→ **SOURCE MATERIAL**:
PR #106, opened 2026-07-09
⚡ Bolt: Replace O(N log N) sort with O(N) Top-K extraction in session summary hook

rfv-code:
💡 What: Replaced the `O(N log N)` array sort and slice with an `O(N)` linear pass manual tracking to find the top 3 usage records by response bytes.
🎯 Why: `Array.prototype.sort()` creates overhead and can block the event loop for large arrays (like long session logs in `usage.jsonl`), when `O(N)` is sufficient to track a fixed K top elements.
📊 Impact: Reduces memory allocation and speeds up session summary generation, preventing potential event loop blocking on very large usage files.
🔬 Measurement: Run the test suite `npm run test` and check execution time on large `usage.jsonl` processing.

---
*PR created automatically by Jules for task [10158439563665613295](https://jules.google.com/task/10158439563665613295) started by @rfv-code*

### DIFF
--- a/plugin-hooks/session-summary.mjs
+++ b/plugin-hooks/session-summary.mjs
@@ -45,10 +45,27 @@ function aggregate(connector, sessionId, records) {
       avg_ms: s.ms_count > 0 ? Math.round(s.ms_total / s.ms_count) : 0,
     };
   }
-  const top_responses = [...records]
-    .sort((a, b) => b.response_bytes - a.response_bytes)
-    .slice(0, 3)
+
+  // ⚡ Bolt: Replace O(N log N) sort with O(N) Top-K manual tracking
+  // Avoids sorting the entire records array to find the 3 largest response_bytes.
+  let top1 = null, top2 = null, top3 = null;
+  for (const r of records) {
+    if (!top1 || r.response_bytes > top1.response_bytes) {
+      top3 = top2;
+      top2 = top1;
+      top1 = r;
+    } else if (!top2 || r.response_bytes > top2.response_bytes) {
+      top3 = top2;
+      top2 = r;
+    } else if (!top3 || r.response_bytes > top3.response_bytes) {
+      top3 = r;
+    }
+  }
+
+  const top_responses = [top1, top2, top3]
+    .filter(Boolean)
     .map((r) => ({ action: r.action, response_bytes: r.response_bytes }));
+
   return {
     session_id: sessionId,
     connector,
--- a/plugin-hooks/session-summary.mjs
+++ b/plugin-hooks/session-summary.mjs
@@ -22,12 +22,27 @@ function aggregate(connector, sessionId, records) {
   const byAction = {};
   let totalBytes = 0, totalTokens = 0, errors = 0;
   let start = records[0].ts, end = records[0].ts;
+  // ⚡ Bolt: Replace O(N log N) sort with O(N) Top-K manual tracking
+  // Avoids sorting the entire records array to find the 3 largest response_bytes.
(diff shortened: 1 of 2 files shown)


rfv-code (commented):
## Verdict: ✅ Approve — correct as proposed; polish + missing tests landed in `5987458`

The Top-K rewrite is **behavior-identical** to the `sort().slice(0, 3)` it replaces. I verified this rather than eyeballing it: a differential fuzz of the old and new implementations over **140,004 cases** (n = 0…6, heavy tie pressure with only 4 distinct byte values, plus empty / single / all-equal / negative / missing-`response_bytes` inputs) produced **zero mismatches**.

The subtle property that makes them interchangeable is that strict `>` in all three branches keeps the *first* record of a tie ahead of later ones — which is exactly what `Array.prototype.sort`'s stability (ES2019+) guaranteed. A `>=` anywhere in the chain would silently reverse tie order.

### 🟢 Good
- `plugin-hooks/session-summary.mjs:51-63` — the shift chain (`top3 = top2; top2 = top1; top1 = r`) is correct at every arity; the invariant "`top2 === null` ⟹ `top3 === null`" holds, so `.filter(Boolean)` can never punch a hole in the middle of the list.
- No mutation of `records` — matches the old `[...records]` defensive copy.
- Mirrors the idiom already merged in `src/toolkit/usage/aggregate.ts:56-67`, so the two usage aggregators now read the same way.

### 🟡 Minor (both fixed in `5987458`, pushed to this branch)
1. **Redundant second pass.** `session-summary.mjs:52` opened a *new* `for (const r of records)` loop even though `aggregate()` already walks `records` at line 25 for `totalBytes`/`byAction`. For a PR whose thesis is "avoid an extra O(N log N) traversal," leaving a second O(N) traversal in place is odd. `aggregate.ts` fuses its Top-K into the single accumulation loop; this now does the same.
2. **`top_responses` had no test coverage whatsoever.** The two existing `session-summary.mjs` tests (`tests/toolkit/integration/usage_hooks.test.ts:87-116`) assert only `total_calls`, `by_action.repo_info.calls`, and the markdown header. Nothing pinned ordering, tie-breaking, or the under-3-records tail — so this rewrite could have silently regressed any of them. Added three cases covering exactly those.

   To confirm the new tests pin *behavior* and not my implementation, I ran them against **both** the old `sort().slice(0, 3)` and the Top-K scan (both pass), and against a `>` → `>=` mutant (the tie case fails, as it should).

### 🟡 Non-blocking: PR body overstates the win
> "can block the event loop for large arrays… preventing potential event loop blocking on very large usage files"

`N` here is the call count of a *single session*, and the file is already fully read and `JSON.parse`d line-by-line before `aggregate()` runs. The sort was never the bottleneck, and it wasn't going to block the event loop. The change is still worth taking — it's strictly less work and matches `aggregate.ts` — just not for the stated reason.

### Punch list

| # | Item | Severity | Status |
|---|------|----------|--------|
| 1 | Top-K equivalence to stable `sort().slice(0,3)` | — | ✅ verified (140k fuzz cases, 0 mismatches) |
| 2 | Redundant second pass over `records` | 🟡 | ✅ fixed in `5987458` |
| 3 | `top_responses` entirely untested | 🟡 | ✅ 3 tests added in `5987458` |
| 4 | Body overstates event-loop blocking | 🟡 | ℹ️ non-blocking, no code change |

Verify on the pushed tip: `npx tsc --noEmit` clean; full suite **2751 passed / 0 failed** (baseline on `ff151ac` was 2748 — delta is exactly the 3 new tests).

→ **TASK**:
An exact copy of every record is what the answer must contain.

→ **RESULT OF THIS TASK**:
PR #106, opened 2026-07-09
⚡ Bolt: Replace O(N log N) sort with O(N) Top-K extraction in session summary hook

rfv-code:
💡 What: Replaced the `O(N log N)` array sort and slice with an `O(N)` linear pass manual tracking to find the top 3 usage records by response bytes.
🎯 Why: `Array.prototype.sort()` creates overhead and can block the event loop for large arrays (like long session logs in `usage.jsonl`), when `O(N)` is sufficient to track a fixed K top elements.
📊 Impact: Reduces memory allocation and speeds up session summary generation, preventing potential event loop blocking on very large usage files.
🔬 Measurement: Run the test suite `npm run test` and check execution time on large `usage.jsonl` processing.

---
*PR created automatically by Jules for task [10158439563665613295](https://jules.google.com/task/10158439563665613295) started by @rfv-code*

### DIFF
--- a/plugin-hooks/session-summary.mjs
+++ b/plugin-hooks/session-summary.mjs
@@ -45,10 +45,27 @@ function aggregate(connector, sessionId, records) {
       avg_ms: s.ms_count > 0 ? Math.round(s.ms_total / s.ms_count) : 0,
     };
   }
-  const top_responses = [...records]
-    .sort((a, b) => b.response_bytes - a.response_bytes)
-    .slice(0, 3)
+
+  // ⚡ Bolt: Replace O(N log N) sort with O(N) Top-K manual tracking
+  // Avoids sorting the entire records array to find the 3 largest response_bytes.
+  let top1 = null, top2 = null, top3 = null;
+  for (const r of records) {
+    if (!top1 || r.response_bytes > top1.response_bytes) {
+      top3 = top2;
+      top2 = top1;
+      top1 = r;
+    } else if (!top2 || r.response_bytes > top2.response_bytes) {
+      top3 = top2;
+      top2 = r;
+    } else if (!top3 || r.response_bytes > top3.response_bytes) {
+      top3 = r;
+    }
+  }
+
+  const top_responses = [top1, top2, top3]
+    .filter(Boolean)
     .map((r) => ({ action: r.action, response_bytes: r.response_bytes }));
+
   return {
     session_id: sessionId,
     connector,
--- a/plugin-hooks/session-summary.mjs
+++ b/plugin-hooks/session-summary.mjs
@@ -22,12 +22,27 @@ function aggregate(connector, sessionId, records) {
   const byAction = {};
   let totalBytes = 0, totalTokens = 0, errors = 0;
   let start = records[0].ts, end = records[0].ts;
+  // ⚡ Bolt: Replace O(N log N) sort with O(N) Top-K manual tracking
+  // Avoids sorting the entire records array to find the 3 largest response_bytes.
(diff shortened: 1 of 2 files shown)


rfv-code (commented):
## Verdict: ✅ Approve — correct as proposed; polish + missing tests landed in `5987458`

The Top-K rewrite is **behavior-identical** to the `sort().slice(0, 3)` it replaces. I verified this rather than eyeballing it: a differential fuzz of the old and new implementations over **140,004 cases** (n = 0…6, heavy tie pressure with only 4 distinct byte values, plus empty / single / all-equal / negative / missing-`response_bytes` inputs) produced **zero mismatches**.

The subtle property that makes them interchangeable is that strict `>` in all three branches keeps the *first* record of a tie ahead of later ones — which is exactly what `Array.prototype.sort`'s stability (ES2019+) guaranteed. A `>=` anywhere in the chain would silently reverse tie order.

### 🟢 Good
- `plugin-hooks/session-summary.mjs:51-63` — the shift chain (`top3 = top2; top2 = top1; top1 = r`) is correct at every arity; the invariant "`top2 === null` ⟹ `top3 === null`" holds, so `.filter(Boolean)` can never punch a hole in the middle of the list.
- No mutation of `records` — matches the old `[...records]` defensive copy.
- Mirrors the idiom already merged in `src/toolkit/usage/aggregate.ts:56-67`, so the two usage aggregators now read the same way.

### 🟡 Minor (both fixed in `5987458`, pushed to this branch)
1. **Redundant second pass.** `session-summary.mjs:52` opened a *new* `for (const r of records)` loop even though `aggregate()` already walks `records` at line 25 for `totalBytes`/`byAction`. For a PR whose thesis is "avoid an extra O(N log N) traversal," leaving a second O(N) traversal in place is odd. `aggregate.ts` fuses its Top-K into the single accumulation loop; this now does the same.
2. **`top_responses` had no test coverage whatsoever.** The two existing `session-summary.mjs` tests (`tests/toolkit/integration/usage_hooks.test.ts:87-116`) assert only `total_calls`, `by_action.repo_info.calls`, and the markdown header. Nothing pinned ordering, tie-breaking, or the under-3-records tail — so this rewrite could have silently regressed any of them. Added three cases covering exactly those.

   To confirm the new tests pin *behavior* and not my implementation, I ran them against **both** the old `sort().slice(0, 3)` and the Top-K scan (both pass), and against a `>` → `>=` mutant (the tie case fails, as it should).

### 🟡 Non-blocking: PR body overstates the win
> "can block the event loop for large arrays… preventing potential event loop blocking on very large usage files"

`N` here is the call count of a *single session*, and the file is already fully read and `JSON.parse`d line-by-line before `aggregate()` runs. The sort was never the bottleneck, and it wasn't going to block the event loop. The change is still worth taking — it's strictly less work and matches `aggregate.ts` — just not for the stated reason.

### Punch list

| # | Item | Severity | Status |
|---|------|----------|--------|
| 1 | Top-K equivalence to stable `sort().slice(0,3)` | — | ✅ verified (140k fuzz cases, 0 mismatches) |
| 2 | Redundant second pass over `records` | 🟡 | ✅ fixed in `5987458` |
| 3 | `top_responses` entirely untested | 🟡 | ✅ 3 tests added in `5987458` |
| 4 | Body overstates event-loop blocking | 🟡 | ℹ️ non-blocking, no code change |

Verify on the pushed tip: `npx tsc --noEmit` clean; full suite **2751 passed / 0 failed** (baseline on `ff151ac` was 2748 — delta is exactly the 3 new tests).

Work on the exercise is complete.